Камушек наблюдал за погруженной в размышления девушкой и думал, что Ягоде еще повезло — ведь у нее остался хотя бы этот небольшой портретик матери. Его собственные воспоминания о матери, хоть и бережно сохраняемые, с годами бледнели все больше, и сейчас он почти не помнил ее лица. Он заглянул Ягоде через плечо. Вокруг портрета шла более светлая полоса. Видно, когда-то его оправляли в рамку. У женщины на портрете было изысканное платье и множество драгоценностей. Даже присборенный лиф платья украшали густо нашитые жемчужины, как и сетку на волосах. Дама выглядела весьма богатой. И совершенно не соответствовала представлениям Камушка о женах магов. А уж тем более его мнению о том, какая женщина подошла бы такому чудаку и разгильдяю, как Соленый.

«Давно умерла?» — невольно вырвалось у Камушка. Ягода с удивлением посмотрела на него. С отвращением кинула портрет в сундук и захлопнула крышку. Лицо ее скривилось, точно от воспоминаний о пережитой боли, но в глазах появился непокорный блеск. Она снова начала писать, со злостью набрасывая все новые знаки:

«Какой ты наивный. Она совсем не умерла. Просто ушла, потому что они с отцом не выносили друг друга».

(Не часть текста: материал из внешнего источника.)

PR #512, opened 2019-08-14
VAGOV-5481: Canary Build: Stabilize CMS with node edit/web rebuild/node view test.

jonpugh:
# Stabilize CMS: The Canary Build

This Pull Request contains the test that will confirm that Drupal edits get propagated to the `vets-website` front end.

Once this build passes, we know that all of the issues surrounding WEB generation from our desired Drupal site are solved.

PR #526, opened 2019-08-19
VAGOV-5389: Add test to confirm web build failed and fail the CMS test.

jonpugh:
This PR just adds a GREP on the web build output so it will trigger failure if the WEB app was unable to build from Drupal content.

I believe every bad situation spits out this error: 

> Failed to pipe Drupal content into Metalsmith!

So I am checking against that.


jonpugh:
@ElijahLynn @ethanteague @jonbot We should merge this ASAP and get it into the other branches so all other PR environments have this "web removal" script.

jonpugh:
I'm going to destroy this environment and let it be recreated to be really sure it's working right.

I also want to add the test to do the editing.

tests.yml
```diff
@@ -26,7 +26,7 @@ va/deploy/3-config:
 
 va/web/build:
   description: Build VA.gov Front-end
-  command: composer va:web:build | grep  "Failed to pipe Drupal content into Metalsmith!" -C4 && echo "Metalsmith Drupal error detected." && exit 1 || echo "Front end site was built! Check $DRUPAL_ADDRESS/web for raw output!"
+  command: composer va:web:build | grep  "Failed to pipe Drupal content into Metalsmith!" -B1000 -C8 && echo "Metalsmith error detected in npm build process." && exit 1 || echo "Front end site was built! Check $DRUPAL_ADDRESS/web for raw output!"
```
ElijahLynn: Especially in this case `--before 1000 --context 8` would make this more self-documenting/readable`. Although `--context` is before and after so this likely should just be `--after 8` since you are already doing the `--before`.

jonpugh: @ElijahLynn This is just a shim until the web build fails properly with a good error message.

If you think I should still change it let me know.

ElijahLynn: Ahh, no need then.

jonpugh:
@jonbot We now treat "WEB build" as a test: You can see `va/web/build` under the "Checks" in the PR. 

Right now, WEB builds still pass (exit with 0 code) even if the Drupal site content import fails.

This PR looks for the error message in the WEB build output and fails the test if it is found.

jonpugh:
Tests are passing, I don't think there are any more blockers to merge?

jonpugh:
Closing, see https://github.com/department-of-veterans-affairs/va.gov-cms/pull/512

PR #528, opened 2019-08-21
VAGOV-3930 Auto-assign content_editor roles for all staging SSOi login.

ElijahLynn:
For SSOi testers.


ElijahLynn:
Target was master

PR #529, opened 2019-08-21
VAGOV-3930 Auto-assign content_editor roles for all staging SSOi login.

ElijahLynn:
For SSOi testers.


ElijahLynn:
Anything against `master` will fail right now. We need things merged from `develop` for these checks to work. Disabling the checks for now @swirtSJW.

swirtSJW:
@ElijahLynn   This looks good.  Thanks for the solution.  
a)  I am assuming you tested this on stage to make sure it works  (i don't have a way to test locally (I don't think I do anyway) Can yo confirm where this was tested?

b) Why are we bypassing develop and going straight to master with this?  Assuming we are going to be deploying a tagged develop to stage.  (I'd rather keep develop and master from diverging too much unless there is good reason)

ElijahLynn:
> @ElijahLynn This looks good. Thanks for the solution.
> a) I am assuming you tested this on stage to make sure it works (i don't have a way to test locally (I don't think I do anyway) Can yo confirm where this was tested?

Yes, this is currently on STAGING now as a manual change, in fact, I actually exported the STAGING config for this commit. 

> b) Why are we bypassing develop and going straight to master with this? Assuming we are going to be deploying a tagged develop to stage. (I'd rather keep develop and master from diverging too much unless there is good reason)

It was in case we did another hotfix to master that this would get in and not require a full merge of develop which may or may not be desired to go to STAGING. I can make it against develop, but it won't have any effect on DEV. As long as our next STAGING release has develop merged in then I can make this against develop.

ElijahLynn:
I just changed the base from `master` to `develop`.

PR #535, opened 2019-08-22
VAGOV-5690: Globally load environment variables.

jonpugh:
Adds EnvironmentHandler.php file that has simple logic for setting .env vars.

1. If `.env` exists, load it.
2. If $_SERVER['LANDO'], load `.env.lando`.
3. If env file was found, make DRUPAL_ADDRESS and BEHAT_PARAMS required.

Now, all PHP that uses the main autoloader should have the proper environment variables set, FORCED from `.env` or `.env.lando` file.

### DIFF
--- a/composer.json
+++ b/composer.json
@@ -11,7 +11,6 @@
     },
     "require": {
         "acquia/headless_lightning": "^1.4.0-beta2",
-        "bangpound/composer-dotenv": "^1.0@dev",
         "cweagans/composer-patches": "^1.6.0",
         "devshop/behat-drupal-extension": "dev-master",
         "drupal-composer/drupal-scaffold": "^2.0.0",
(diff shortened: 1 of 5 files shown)


composer.json
```diff
@@ -104,7 +103,10 @@
         "psr-4": {
             "Traits\\": "tests/traits",
             "CustomDrupal\\": "tests/behat/Drupal"
-        }
+        },
+        "files": [
+            "scripts/composer/EnvironmentHandler.php"
+        ]
```
ethanteague: Should this be inside the ps-4 object, @jonpugh ? Really don't know, just wanna make sure that autoloading files without associating it with a spec is okay.

jonpugh: We can try another way, if you like. 

I tried PSR-4 and had problems getting it to run, but I think it was something else I was doing wrong. Might be able to change it now to PSR-4 since it is now the right code.

Would you mind testing it? You have to `composer dump-autoload` when this changes.

PR #536, opened 2019-08-22
VAGOV-000: Example of Automatable WEB->CMS PR: Just change REF

jonpugh:


composer.lock
```diff
@@ -18124,9 +18136,6 @@
                         "status": "covered",
                         "message": "Covered by Drupal's security advisory policy"
                     }
-                },
-                "patches_applied": {
-                    "Include end date / time in ICS file.": "https://www.drupal.org/files/issues/2018-10-06/ics_field-2852239-11.patch"
```
ElijahLynn: Was this patch supposed to be removed?

composer.lock
```diff
@@ -10725,7 +10737,7 @@
                     }
                 },
                 "patches_applied": {
-                    "Fix uncaught type error by extending class.": "patches/workflowParticipantsUncaughtType.patch"
+                    "Fix revision uncaught type error by extending class.": "https://www.drupal.org/files/issues/2019-08-16/workflow_participants-revision-error-3075426-1.patch"
```
ElijahLynn: Was this updated intentionally?

jonpugh: I ran `composer update --lock` ...

composer.lock
```diff
@@ -17371,10 +17383,10 @@
             "source": {
                 "type": "git",
                 "url": "https://github.com/department-of-veterans-affairs/vets-website",
-                "reference": "origin/VAGOV-2937-unity"
+                "reference": "bf54229be12badf4078abab5ae156f30ce6908f9"
```
jonpugh: Looks like composer update is working on va-gov/web after all :|

composer.lock
ElijahLynn: Okay, so that means the previous composer.json was out of sync. Fair enough.

jonpugh: Ohh ok... I just added a new PR against develop with `composer update --lock` ran against it.

jonpugh:
See https://github.com/department-of-veterans-affairs/va.gov-cms/pull/537 PR with JUST composer.lock file changes.

swirtSJW:
If this was just an example, we should consider closing this as I moved the example to https://github.com/department-of-veterans-affairs/va.gov-team/blob/master/platform/content/cms/authoring-experience/engineering/development.md#building-cms-locally-with-a-specific-fe-build

ElijahLynn:
It is an example, but we actually also need to get this merged soon, actually we need to merge in master to the upstream web PR and use that hash too.

PR #538, opened 2019-08-23
Remove `env` dump from tests.yml, sensitive output.

ElijahLynn:


jonpugh:
@ElijahLynn it occurs to me we could use the ENV test to confirm the presence of the critical Env vars in different parts of the system?

Now that it works we don't need to see them all, but seeing DRUPAL_ADDRESS and BEHAT_PARAMS would be nice.

PR #547, opened 2019-08-26
VAGOV-5767: Add WEB tests to CMS test suite.

jonpugh:
This PR adds the new test `va/web/unit`.

It kicks off the WEB unit tests after the WEB build and Behat tests run.

this PR is only going to add this test. Getting the full WEB test suite to pass requires further work.

### Background

Environment variables and CLI options affect the build:
NODE_ENV=prod
 `--buildtype=VAGOVPROD` will cause the build to fail if there are bad links.

So... Do we **want** the build to fail if the link checker fails? because right now that would block a merge!  Who would this be a question for, @swirtSJW ?


ElijahLynn:
I changed the base branch from `develop` to `master` as we switched our CD to be based on the GitHub Flow model (as opposed to Git Flow) and `develop` is now deprecated (https://github.com/department-of-veterans-affairs/va.gov-cms/pull/617). It may be best instead of fixing conflicts to rebase/replay your commits on top of current master:

`git fetch --all`
`git rebase origin/master`
`git push --force`

jonpugh:
I want to bring this back once we have the Rebuild Web uI.

swirtSJW:
Blowing the dust off this.  @jonpugh  Does this do something we aren't already doing or can we close it?

swirtSJW:
Closing this as unresponsive.  Re-open if needed.

PR #548, opened 2019-08-27
VAGOV-5687: Create separate Test Set for "behat" and "spec"

jonpugh:
## Problem

Behat tests (behavoral testing) are very different from the Drupal Spec Tool, even if they are built using the same thing.

1. No differentiator when a Spec test fails vs a Behat test fails. Devs must dig through the error logs to figure out what problem they have.
2. Devs can't run Behavioral tests without running spec tests too. The current setup allows Spec tests to be run by themselves with `behat --tags=dst` but there's no way to run all tests that _don't_ have that tag.
3. When a Behavioral test errors, the entire output of the spec tests are printed out too, making the github error comments very long. For example: https://github.com/department-of-veterans-affairs/va.gov-cms/pull/547#commitcomment-34840945  https://github.com/department-of-veterans-affairs/va.gov-cms/commit/6f291c434f953e8d4eac35fa7f1e4ff7a9c8359f
4. Drupal Spec Tool does not test any behavior at all. It simply loads the list of expected entities from the .feature files and uses Drupal API code to confirm that they exist. Every view, node form, node view page could be broken, and the Drupal Spec tests would pass. 

## Solution

With `behat.yml`, you can filter out a certain scenario tag using behat.yml.

This PR adds the DST tag to the filtered scenarios, so they are not called with `bin/behat`, but they are called with `bin/behat --tags=dst`.

This allows us to create two different test sets: one for "behat" and one for "spec", and allows two distinct commands to run spec vs behat tests.

## Usage:

- `behat` or `lando behat` or `composer yaml-tests va/tests/behat`: Runs all tests except dst.
- `behat --tags=dst` or `lando spec` or `composer yaml-tests va/tests/spec`: Runs only DST tests.


swirtSJW:
There was a lot of discussion here.
https://dsva.slack.com/archives/CJ34D8TPB/p1566912488355500  
about this.  I opened it up there for other devs to weigh in.

ElijahLynn:
I changed the base branch from `develop` to `master` as we switched our CD to be based on the GitHub Flow model (as opposed to Git Flow) and `develop` is now deprecated (https://github.com/department-of-veterans-affairs/va.gov-cms/pull/617). It may be best instead of fixing conflicts to rebase/replay your commits on top of current master:

`git fetch --all`
`git rebase origin/master`
`git push --force`

PR #559, opened 2019-08-31
VAGOV-5843 Entity clone

ethanteague:
## What this does
 - Installs and enables entity_clone module

## Use case / User story
 - As a site user, I would like a way to easily duplicate content

## Screenshot
Screenshot from 2019-08-31 17-08-49

## QA
 - As an admin, visit `admin/content/bulk` and choose `Clone` from the `Operations` button for any node in the table.
 - Complete the subsequent form, visually verifying that clone operation is successful

### DIFF
--- a/composer.json
+++ b/composer.json
@@ -27,6 +27,7 @@
         "drupal/content_lock": "^1.0@alpha",
         "drupal/cshs": "^1.0@beta",
         "drupal/devel": "^2.1",
+        "drupal/entity_clone": "^1.0@beta",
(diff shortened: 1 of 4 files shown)


swirtSJW:
@ethanteague  Should we have any perms setup associated with this?

ethanteague:
> @ethanteague Should we have any perms setup associated with this?

It's a poc, so I don't _think_ so @swirtSJW - @jefflbrauer mentioned that this would be a nice to have for users. I think if someone can create content, it's okay to allow them access to this.

PR #561, opened 2019-09-04
VAGOV-5857: Adding all flags to config.

ethanteague:
Adding config to mirror prod version of flags.


ElijahLynn:
Let's keep this in mind for when we override these flags since config overrides don't show in the UI and is very confusing. 

https://www.drupal.org/project/config_override_warn (Dave Reid Module) (see https://www.drupal.org/project/drupal/issues/2408549 for context)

Камушек поднял брови в немом изумлении. На традиционном и размеренном Севере брачный союз заканчивался только со смертью одного из супругов, в крайнем случае его могла разорвать доказанная неспособность иметь детей, да и то не всегда. А несходство характеров было слишком незначительной причиной. Но это все равно никак не объясняло ни роскошный наряд бывшей жены Соленого, ни присутствие в его доме дорогого стеклянного зеркала в серебряной раме.

«Соленый богат?»

На этот вопрос Ягода только плечами пожала:

«А что значит — богатый?»



Тут уже был черед Камушка растеряться. Богатство — понятие относительное. Он сам себя бедным не считал, хотя, верно, для кого-то, вроде заносчивого щенка, встреченного когда-то в Замке, он был нищим, а бродяжка из переулков Ленении принял бы его за человека довольно состоятельного.

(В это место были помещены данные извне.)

PR #3120, opened 2020-10-06
VACMS-2811 add timezones to date fields

ethanteague:
## Description
See #2811 

## Testing done
Visual / Behat

## Screenshots
image
image
image

## QA steps
Visually verify that new smart time field (Date and time) appears, and is disabled on node and view forms for events, news releases, and situation update paragraphs.


kevwalsh (changes requested):
Great stuff.  Per zoom meeting, let's take care of these little details. 

Create_Event___VA_gov_CMS

ethanteague:
> Great stuff. Per zoom meeting, let's take care of these little details.
> 
> Create_Event___VA_gov_CMS

Updated, @kevwalsh

kevwalsh (dismissed):
i un-hid the new field and tested on http://pr3120.ci.cms.va.gov/node/add/event

That looks great. 

BUT: 

News release and Situation update should not have a daterange. they should be just single date fields. 

we could considering merging this as is, to unblock the FE as soon as possible for the event content type. But i think we'll need a different solution for news release and situation update.

ethanteague:
> i un-hid the new field and tested on http://pr3120.ci.cms.va.gov/node/add/event
> 
> That looks great.
> 
> BUT:
> 
> News release and Situation update should not have a daterange. they should be just single date fields.
> 
> we could considering merging this as is, to unblock the FE as soon as possible for the event content type. But i think we'll need a different solution for news release and situation update.

Just updated pr to only show the end date stuff on events, @kevwalsh . Here's what it looks like on a press release:
image

swirtSJW:
Needs conflict resolution

ethanteague:
> Needs conflict resolution

Updated, @swirtSJW :+1:

swirtSJW:
behat fail :(

ethanteague:
> behat fail :(

So, the failures look to be related to two terms that aren't on checklist - when the test tries to tick "Burials and memorials" or "Decision reviews and appeals," said terms aren't there. My pr isn't touching any term or checklist stuff, so I'm guessing this change occurred on prod, @swirtSJW @kevwalsh 
image
image

acrollet:
@ethanteague shoot, that must have been a recent change. We should probably refactor the test to just check the first three of those checkboxes. CC @kaise-lafrai I bet this is why the tests work locally for you.

swirtSJW (approved):

Issue #3131, opened 2020-10-07
Entity meta display should not appear on CMS help page


kevwalsh:
![CMS_help_center___Veterans_Affairs](https://user-images.githubusercontent.com/643678/95389958-99af1d00-08c2-11eb-94e6-bb9ff12f34cf.jpg)

ACs

- [ ] "Entity Meta Display" block is not displayed on the CMS Help Page content type nodes (currently displayed on all)

PR #3135, opened 2020-10-07
VACMS-3131: Hide EWA block on help pages.

kevwalsh:
## Description

See #3131 . 

## Testing done

Manual

## QA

«Я не знаю, богаты мы или нет, — писала между тем Ягода. — Кажется, когда-то папа был очень богат. Но теперь его это совсем не волнует. И меня тоже».

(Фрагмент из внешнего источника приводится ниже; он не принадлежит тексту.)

PR #2747, opened 2020-08-22
VACMS-2525: Menu toolbar improvements.

kevwalsh:
## Description

See #2525. 

## Testing done

Manual. 

# #2525 

### Before 
Disable_Node_Menu_Item_Settings___VA_gov_CMS

### After
kevin_walsh___VA_gov_CMS

## QA steps

Review as any user on PR environment AND locally

- [ ] Review string that shows the VACMS version for accuracy
- [ ] Review new Sections icon and all colors for accessibility
- [ ] To test prod environment indicator settings, overwrite lines 22-24 of settings.lando.php on your local with lines 22-24 of settings.prod.php and clear cache. 

## Notes

* This uninstalls moderation_sidebar. It offers nothing right now, but gets in the way of floating the Environment indicator to the right. We could probably remove it altogether. 
* on any screens that contain contextual links (like any node) there's an "edit" toolbar tab that appears on the top right. But Contextual links are only visible to admins right now, so i think this is fine. 

## Potential improvements

* Remove the Parentheses around VACMS v0.0.167, especially on prod. 

# #2660 CTA blocks

VAMC_guides_by_content_type___Veterans_Affairs

## QA steps

As admin, add the following classes to the new menu item attributes field for the top level menu items of the CMS Help Center block: 
* `icon cms-help-center`
* `icon helpdesk`
* `icon bug`
* `icon training`

Go to any page with the url `/help/*`, such as  /help/support/release-notes, and see these in the right rail. They should match the icons that appear in the in the CMS Help Center toolbar menu.

PR #3139, opened 2020-10-08
VACMS-2525 toolbar improvement C

swirtSJW:
## Description

This is a PR duplicate of #2747  just for the sake of devshop

## QA steps

1. Do this
1. Then that
- [ ] This
- [ ] That
- [ ] The other thing

## Definition of Done


swirtSJW:
Checks out on devshop 
image

docroot/modules/custom/va_gov_backend/va_gov_backend.module
```diff
@@ -830,20 +830,76 @@ function va_gov_backend_mail_alter(&$message) {
...
+  $environment = \Drupal::config('environment_indicator.indicator')->get('name');
   $branch = mb_strimwidth(exec('git rev-parse --abbrev-ref HEAD'), 0, 20, '...') ?? 'git unknown';
-  $tag_hash = trim(exec('git describe --tags')) ?? '--';
-  if ($branch === 'HEAD') {
-    // In BRD environment or checked out a tag/commit directly, show no branch.
-    $indicator = $tag_hash;
+  $commit_hash = trim(exec('git rev-parse --short HEAD'));
+  $git_tag = exec("git tag --points-at $commit_hash");
+  // Remove the 'cms/' from the tag that looks like 'cms/v0.0.190'.
+  $git_tag = str_replace('cms/v', '', $git_tag);
```
indytechcook, line 838: I'm a bit concerned this will not scale with a few hundred users at a time.  Can we create a follow up to set a drupal config during deploy?

swirtSJW: What does the number of users have to do with this?

indytechcook: Also, I have a feeling we won't have git available.  I've seen some security scans flag git being available as a red flag so I expect git to be removed in the future.

indytechcook: > What does the number of users have to do with this?

My bad on this as I didn't notice it was in `hook_rebuield`.

That being said, we shouldn't expect `git` to always being available.

Issue #1118, opened 2020-02-28
Content moderation views relationship error


swirtSJW:
**Describe the defect**
CONTENT MODERATION STATE VIEWS RELATIONSHIP
This installation contains one or more views which is using a relationship to the Content Moderation State entity. This relationship is deprecated and will be removed before 9.0.0. See this change record for information on removing this relationship or alternative solutions. 
https://www.drupal.org/node/3061099
Views that contain this relationship are: Moderation history, My Workflow, Right sidebar latest revision

**To Reproduce**
1. Go to /admin/reports/status
2.  See error

**Expected behavior**
No errors

**Screenshots**

![image](https://user-images.githubusercontent.com/5752113/75590243-e1c3b280-5a4a-11ea-9afb-f0d8621d23c0.png)

**Desktop (please complete the following information if relevant, or delete):**

**Additional context**

## Labels
- [/] Issue type (red) (defaults to "Defect")
- [ ] CMS subsystem (green)
- [ ] CMS practice area (blue)
- [/] CMS objective (orange) (not needed for bug tickets)
- [ ] CMS-supported product (black)

PR #3162, opened 2020-10-09
VACMS-1118 remove deprecated moderation relationship

acrollet:
## Description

Камушек кивнул головой. Что правда, то правда, на Драконьем архипелаге богатство и бедность — последние вещи, о которых стоило бы беспокоиться.

«У моего отца была кожевенная мастерская — он делал сумки, пояса, упряжь для коней и седла. Мама занималась домом. Я даже не знаю, умели ли они подписываться, — старательно выписывал он в воздухе. — Я не „благородного“ происхождения, и мне это совсем не мешает».

Ягода, насмешливо прищурив глаза, смерила его взглядом с головы до ног. Послюнив палец, стерла последнюю строчку на густо исписанной табличке.

«На деревенщину ты не похож», — подвела она итог своих наблюдений.

«А ты — на принцессу», — тут же возразил паренек.

Он не хотел, чтобы это прозвучало насмешливо, и Ягода прекрасно это поняла.

«Зато принцесса знает, где лежат ножницы. И может нарушить святые принципы и подстричь волосы сыну крестьянина».

Он заложил руки за спину и очень низко поклонился, расплываясь в улыбке:

«Это высокая честь для меня, о госпожа».

Ягода умела обращаться с ножницами. В семье, где имелось пятеро малышей, которым все время надо было укорачивать челки они постоянно лезли в глаза, не говоря уже о требующей регулярной стрижки отцовской бороде, такое умение приходит само собой. У Камушка волосы были такие же, как у Соленого: непокорные, кудрявые, растущие буквально во все стороны. Ягода попыталась с помощью гребня привести их в порядок. Камушек спокойно терпел пытку расчесывания. Ягода погружала пальцы в гущу упругих локонов, выбирала следующую прядь и более или менее ровно ее подрезала. Куча обрезанных волос на земле росла.